**Given data**
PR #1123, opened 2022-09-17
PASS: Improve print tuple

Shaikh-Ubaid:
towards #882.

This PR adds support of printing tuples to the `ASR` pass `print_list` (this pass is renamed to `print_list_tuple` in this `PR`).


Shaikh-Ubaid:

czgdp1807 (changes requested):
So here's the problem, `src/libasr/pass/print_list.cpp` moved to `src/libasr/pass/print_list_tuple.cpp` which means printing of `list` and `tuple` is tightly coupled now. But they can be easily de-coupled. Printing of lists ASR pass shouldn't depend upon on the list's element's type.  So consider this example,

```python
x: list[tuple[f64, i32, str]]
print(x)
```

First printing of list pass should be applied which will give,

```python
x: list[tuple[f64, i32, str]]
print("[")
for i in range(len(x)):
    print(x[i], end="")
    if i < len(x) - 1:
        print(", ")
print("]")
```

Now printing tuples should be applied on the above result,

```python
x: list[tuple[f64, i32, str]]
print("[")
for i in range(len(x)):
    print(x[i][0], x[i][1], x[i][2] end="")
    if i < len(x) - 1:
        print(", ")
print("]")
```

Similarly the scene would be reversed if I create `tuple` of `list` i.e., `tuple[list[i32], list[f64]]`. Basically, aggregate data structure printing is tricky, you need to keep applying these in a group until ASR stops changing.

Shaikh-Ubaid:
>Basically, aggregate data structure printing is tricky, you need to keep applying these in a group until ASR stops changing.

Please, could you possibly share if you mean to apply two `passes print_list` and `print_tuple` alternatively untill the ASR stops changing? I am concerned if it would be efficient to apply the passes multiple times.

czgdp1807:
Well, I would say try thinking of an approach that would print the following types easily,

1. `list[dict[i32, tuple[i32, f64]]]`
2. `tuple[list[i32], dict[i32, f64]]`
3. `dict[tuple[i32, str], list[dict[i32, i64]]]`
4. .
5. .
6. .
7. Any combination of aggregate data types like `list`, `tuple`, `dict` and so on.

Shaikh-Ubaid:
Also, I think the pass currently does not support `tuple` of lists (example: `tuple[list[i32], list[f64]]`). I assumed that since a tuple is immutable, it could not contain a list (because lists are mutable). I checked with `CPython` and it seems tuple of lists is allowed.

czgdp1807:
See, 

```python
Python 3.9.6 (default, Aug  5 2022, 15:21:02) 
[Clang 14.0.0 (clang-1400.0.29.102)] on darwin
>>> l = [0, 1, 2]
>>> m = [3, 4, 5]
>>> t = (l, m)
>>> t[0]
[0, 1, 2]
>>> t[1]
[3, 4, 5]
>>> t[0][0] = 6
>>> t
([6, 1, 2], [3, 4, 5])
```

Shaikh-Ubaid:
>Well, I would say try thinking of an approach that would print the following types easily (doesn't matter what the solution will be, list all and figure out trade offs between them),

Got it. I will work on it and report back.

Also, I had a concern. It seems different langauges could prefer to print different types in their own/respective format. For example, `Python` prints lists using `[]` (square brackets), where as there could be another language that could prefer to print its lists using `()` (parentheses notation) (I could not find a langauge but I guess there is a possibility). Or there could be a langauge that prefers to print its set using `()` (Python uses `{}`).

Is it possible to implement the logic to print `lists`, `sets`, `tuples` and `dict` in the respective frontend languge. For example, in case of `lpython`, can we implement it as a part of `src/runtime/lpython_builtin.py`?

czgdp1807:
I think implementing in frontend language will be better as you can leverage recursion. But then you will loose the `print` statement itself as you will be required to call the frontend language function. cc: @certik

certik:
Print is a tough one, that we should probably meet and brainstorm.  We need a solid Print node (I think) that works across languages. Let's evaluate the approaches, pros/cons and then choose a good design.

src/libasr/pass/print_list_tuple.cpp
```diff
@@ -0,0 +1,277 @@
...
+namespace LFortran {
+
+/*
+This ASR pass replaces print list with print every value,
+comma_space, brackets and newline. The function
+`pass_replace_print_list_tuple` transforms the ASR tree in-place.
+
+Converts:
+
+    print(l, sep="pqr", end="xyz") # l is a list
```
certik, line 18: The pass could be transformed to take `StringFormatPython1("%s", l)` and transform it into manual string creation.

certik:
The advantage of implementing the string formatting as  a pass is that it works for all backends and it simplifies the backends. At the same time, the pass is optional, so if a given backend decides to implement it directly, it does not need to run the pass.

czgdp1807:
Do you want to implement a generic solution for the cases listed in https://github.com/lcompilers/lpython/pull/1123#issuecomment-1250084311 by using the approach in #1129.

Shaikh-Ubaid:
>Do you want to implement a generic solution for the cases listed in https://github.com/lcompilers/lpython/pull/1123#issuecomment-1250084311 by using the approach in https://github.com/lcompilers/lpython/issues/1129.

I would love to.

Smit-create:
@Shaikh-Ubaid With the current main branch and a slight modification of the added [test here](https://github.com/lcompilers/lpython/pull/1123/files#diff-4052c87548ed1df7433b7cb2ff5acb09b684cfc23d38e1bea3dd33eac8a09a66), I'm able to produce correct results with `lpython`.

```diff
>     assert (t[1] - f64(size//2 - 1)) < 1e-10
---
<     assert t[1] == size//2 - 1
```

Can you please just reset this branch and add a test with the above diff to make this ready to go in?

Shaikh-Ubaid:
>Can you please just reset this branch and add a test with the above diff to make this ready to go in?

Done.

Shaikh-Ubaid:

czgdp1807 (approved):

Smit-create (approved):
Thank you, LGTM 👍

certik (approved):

**Exercise prompt**
Word for word, restate each line of the material.

**The completed task**
PR #1123, opened 2022-09-17
PASS: Improve print tuple

Shaikh-Ubaid:
towards #882.

This PR adds support of printing tuples to the `ASR` pass `print_list` (this pass is renamed to `print_list_tuple` in this `PR`).


Shaikh-Ubaid:

czgdp1807 (changes requested):
So here's the problem, `src/libasr/pass/print_list.cpp` moved to `src/libasr/pass/print_list_tuple.cpp` which means printing of `list` and `tuple` is tightly coupled now. But they can be easily de-coupled. Printing of lists ASR pass shouldn't depend upon on the list's element's type.  So consider this example,

```python
x: list[tuple[f64, i32, str]]
print(x)
```

First printing of list pass should be applied which will give,

```python
x: list[tuple[f64, i32, str]]
print("[")
for i in range(len(x)):
    print(x[i], end="")
    if i < len(x) - 1:
        print(", ")
print("]")
```

Now printing tuples should be applied on the above result,

```python
x: list[tuple[f64, i32, str]]
print("[")
for i in range(len(x)):
    print(x[i][0], x[i][1], x[i][2] end="")
    if i < len(x) - 1:
        print(", ")
print("]")
```

Similarly the scene would be reversed if I create `tuple` of `list` i.e., `tuple[list[i32], list[f64]]`. Basically, aggregate data structure printing is tricky, you need to keep applying these in a group until ASR stops changing.

Shaikh-Ubaid:
>Basically, aggregate data structure printing is tricky, you need to keep applying these in a group until ASR stops changing.

Please, could you possibly share if you mean to apply two `passes print_list` and `print_tuple` alternatively untill the ASR stops changing? I am concerned if it would be efficient to apply the passes multiple times.

czgdp1807:
Well, I would say try thinking of an approach that would print the following types easily,

1. `list[dict[i32, tuple[i32, f64]]]`
2. `tuple[list[i32], dict[i32, f64]]`
3. `dict[tuple[i32, str], list[dict[i32, i64]]]`
4. .
5. .
6. .
7. Any combination of aggregate data types like `list`, `tuple`, `dict` and so on.

Shaikh-Ubaid:
Also, I think the pass currently does not support `tuple` of lists (example: `tuple[list[i32], list[f64]]`). I assumed that since a tuple is immutable, it could not contain a list (because lists are mutable). I checked with `CPython` and it seems tuple of lists is allowed.

czgdp1807:
See, 

```python
Python 3.9.6 (default, Aug  5 2022, 15:21:02) 
[Clang 14.0.0 (clang-1400.0.29.102)] on darwin
>>> l = [0, 1, 2]
>>> m = [3, 4, 5]
>>> t = (l, m)
>>> t[0]
[0, 1, 2]
>>> t[1]
[3, 4, 5]
>>> t[0][0] = 6
>>> t
([6, 1, 2], [3, 4, 5])
```

Shaikh-Ubaid:
>Well, I would say try thinking of an approach that would print the following types easily (doesn't matter what the solution will be, list all and figure out trade offs between them),

Got it. I will work on it and report back.

Also, I had a concern. It seems different langauges could prefer to print different types in their own/respective format. For example, `Python` prints lists using `[]` (square brackets), where as there could be another language that could prefer to print its lists using `()` (parentheses notation) (I could not find a langauge but I guess there is a possibility). Or there could be a langauge that prefers to print its set using `()` (Python uses `{}`).

Is it possible to implement the logic to print `lists`, `sets`, `tuples` and `dict` in the respective frontend languge. For example, in case of `lpython`, can we implement it as a part of `src/runtime/lpython_builtin.py`?

czgdp1807:
I think implementing in frontend language will be better as you can leverage recursion. But then you will loose the `print` statement itself as you will be required to call the frontend language function. cc: @certik

certik:
Print is a tough one, that we should probably meet and brainstorm.  We need a solid Print node (I think) that works across languages. Let's evaluate the approaches, pros/cons and then choose a good design.

src/libasr/pass/print_list_tuple.cpp
```diff
@@ -0,0 +1,277 @@
...
+namespace LFortran {
+
+/*
+This ASR pass replaces print list with print every value,
+comma_space, brackets and newline. The function
+`pass_replace_print_list_tuple` transforms the ASR tree in-place.
+
+Converts:
+
+    print(l, sep="pqr", end="xyz") # l is a list
```
certik, line 18: The pass could be transformed to take `StringFormatPython1("%s", l)` and transform it into manual string creation.

certik:
The advantage of implementing the string formatting as  a pass is that it works for all backends and it simplifies the backends. At the same time, the pass is optional, so if a given backend decides to implement it directly, it does not need to run the pass.

czgdp1807:
Do you want to implement a generic solution for the cases listed in https://github.com/lcompilers/lpython/pull/1123#issuecomment-1250084311 by using the approach in #1129.

Shaikh-Ubaid:
>Do you want to implement a generic solution for the cases listed in https://github.com/lcompilers/lpython/pull/1123#issuecomment-1250084311 by using the approach in https://github.com/lcompilers/lpython/issues/1129.

I would love to.

Smit-create:
@Shaikh-Ubaid With the current main branch and a slight modification of the added [test here](https://github.com/lcompilers/lpython/pull/1123/files#diff-4052c87548ed1df7433b7cb2ff5acb09b684cfc23d38e1bea3dd33eac8a09a66), I'm able to produce correct results with `lpython`.

```diff
>     assert (t[1] - f64(size//2 - 1)) < 1e-10
---
<     assert t[1] == size//2 - 1
```

Can you please just reset this branch and add a test with the above diff to make this ready to go in?

Shaikh-Ubaid:
>Can you please just reset this branch and add a test with the above diff to make this ready to go in?

Done.

Shaikh-Ubaid:

czgdp1807 (approved):

Smit-create (approved):
Thank you, LGTM 👍

certik (approved):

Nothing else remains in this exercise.